Rey advirtió que Marlowe se erguía visiblemente.

—Desde luego —añadió presuroso— eso no se refiere a Inglaterra, hablo de Estados Unidos.

—La vida militar es buena para un hombre. Hay dinero suficiente y aventuras en todas las partes del mundo. Se desenvuelve uno en círculos sociales selectos y, en fin, un oficial siempre goza de mucho prestigio. —Marlowe añadió casi excusándose—: Bueno, también cuenta la tradición y todo eso.

—¿Piensa seguir después de la guerra?

—¡Naturalmente!

—Me parece —dijo Rey, hurgándose las encías con un trocito de corteza— que eso es demasiado fácil. No hay excitación o futuro en aceptar órdenes de tipos que en su mayoría son nulidades. Al menos así me lo parece a mí. Peter tendría que dar un vistazo a Estados Unidos. No hay nada parecido en el mundo. Cada hombre es él mismo y tan bueno como el vecino. Allí sólo se precisa imaginarse un ángulo y ser mejor que el vecino. Eso es excitación.

—No creo que yo ajustara en ese mundo. Intuyo que no soy un buscador de dinero. Estoy mejor siendo aquello para lo cual nací predestinado.

—Tonterías. Sólo porque su viejo es militar.

—Se remonta a 1720. Viene de padres a hijos. Es una tradición muy antigua la que tendría que combatir.

Rey gruñó:

—Ya es hora de hacerlo. —Luego añadió—: Sólo sé de mi padre y de mi abuelo. Antes de ellos, nada. Según parece, mis antepasados vinieron de un viejo país hacia 1800.

—¿De Inglaterra?

—¡Diablos, no!

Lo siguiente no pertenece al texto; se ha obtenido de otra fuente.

PR #657, opened 2026-07-27
feat(desktop): let author-set create an initially empty set

mattcfilbert:
## Decision
An empty set is authored explicitly, in a new `mode: 'empty'`, as the shape Tableau itself writes. This is a rule we keep: the tool emits the product's own XML for an empty set rather than leaving agents to improvise one.

**Read this together with #654.** #654 rejects a filter `count` below 1 — correctly, because a zero limit pops blocking modal AC6CC624. But `count='0'` was the only spelling available for the *initially empty set* that our own drilldown knowledge (#651) tells agents to create first, and the live ww4 eval workbook proves agents used it: its readback contains `<groupfilter count='0' end='top' function='end' …>`. Ship #654 without this and the drilldown ask stops failing quietly and starts failing hard, at step 1.

## Scope
- New `mode` param, default `'top-n'` — existing callers are unaffected. `orderBy` and `count` become optional, required only for `top-n`.
- `empty` mode emits `<groupfilter function='empty-level' member='[Field]' …/>` inside a `<group>` marked `user:ui-builder='filter-group'`.
- Deliberately out: any change to the Top-N path's XML, and any change to #654's guard.

The `user:ui-builder='filter-group'` marker. `author-action`'s set mode resolves a target set by that attribute and nothing else, so a set authored without it is invisible to the action that needs it — and an ad-hoc Tableau group can never be mistaken for a set. Both halves of that contract depend on the marker staying put.

## Base
Branched off `claude/setaction-mode` (#655), not the release base, because it depends on that PR's `resolveTargetSet`. Merge #655 first.

## Evidence
The emitted XML is the shape Tableau writes, confirmed by applying it through `/v0` on build `0000.26.0724.1117` and reading it back byte-faithfully. Sol-built, Opus-reviewed. Full suite 366 files / 6212 tests, `tsc --noEmit`, lint, and desktop build all green — run firsthand, not taken from the builder's report. Repo CI does not run tests on PRs into `claude/*` bases, so local runs are the only signal here.

## Risk
No live end-to-end proof that a click expands the set — that needs #651's knowledge, #655's action mode, and this change all present in one served build, then an eval leg. This PR is the last of the three pieces.

## Approving this means
The drilldown pattern our knowledge prescribes becomes buildable, and #654 can ship without breaking it.

### DIFF
--- a/resources/desktop/knowledge/_index.md
+++ b/resources/desktop/knowledge/_index.md
@@ -76,6 +76,7 @@ Entries show the tactics slug and, where one exists, its strategy companion.
 - Parameter actions (click a mark to set a parameter) → `tactics/dashboard/parameter-actions`
 - Parameter-driven views (a parameter that reshapes what the viz shows) → `tactics/dashboard/parameter-driven-views`
 - Dynamic dashboards on a live session (author-parameter/author-set/author-action/format-labels verb routing, OPEN-vs-MERGE law) → `tactics/data/dynamic-dashboard-authoring`
+- Parameter-free click-to-expand drilldown (`+` → Category label, selected Category → Sub-Categories) via set + on-select set action → `tactics/data/set-action-drilldown`
 - Sizing modes / container tree (XML) → `tactics/dashboard/dashboard-layout-structure`
 - Layout patterns, content placement, archetypes (strategy) → `strategy/dashboard-design/*`
 - Layout & actions decisions (strategy) → `strategy/dashboard-design/dashboard-layout-and-actions`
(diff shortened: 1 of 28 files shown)


mattcfilbert:
## Review findings applied (`ad41de2b`)

**Readback now checks the marker.** The reviewer's strongest point: the readback verified only `name` and `caption`, while this PR's whole premise is that `user:ui-builder='filter-group'` is what lets `author-action` see the group as a set. If Tableau reloaded the group without it, `author-set` reported success and the follow-up action then failed to find its target — a hollow success in exactly the shape this stack exists to remove. Empty mode now asserts the marker in the readback, with an error that says the name and caption survived while the marker did not, rather than claiming the apply failed.

**The #654 seam is typed and commented.** After this change `count` is `string | undefined`, so a naive merge with #654 either breaks `tsc` or drops a guard. #654's two count checks are now pinned inside the `mode === 'top-n'` block with a comment naming the PR. Merge in either order without losing the guard.

**Provenance restored** — the WW2021W44 golden pointer for the top-N shape is back in the header.

Verified firsthand after the fixes: full suite 366 files / 6214 tests, `tsc --noEmit`, lint, and `build:desktop` all clean. Repo CI does not run tests on PRs into `claude/*` bases, so those local runs are the signal.

## One open question, deliberately not changed here

`mode:'empty'` with a `count` or `orderBy` silently discards them and reports success. Both the reviewer and the builder land on refusing that combination, and I agree — it is the same principle as the rest of this stack: fail loudly instead of dropping intent. I have not changed it in this PR because it is a behavior break for any caller that fills every parameter, and it belongs in its own change with its own test. Filing as follow-up unless a reviewer wants it here.

## Merge order

#655 first (this stacks on it), then this, then #654. #654 must not land before this one — its `count < 1` rejection removes the only spelling an agent had for an empty set until this PR exists.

Creo que de Alemania. O, quizá, de la Europa central. ¿Qué importa eso? Yo soy norteamericano y es lo que cuenta.

—Los Marlowe son militares.

—¡Infierno! Eso depende de usted. Mire. Tómese a sí mismo como ejemplo. Se alimenta porque usa sus sesos, y sería un gran negociante si quisiera. Sabe hablar como un
wog
, ¿no? Yo necesito sus sesos, y eso es lo que pago. Ahora no se monte en un maldito caballo. Así es el estilo norteamericano. No hay nada que hacer entre nosotros como simples compañeros. Nada. Si yo no pagara sería un sablista.

—Me parece un error. Uno no debe de pagar simplemente por un poco de ayuda.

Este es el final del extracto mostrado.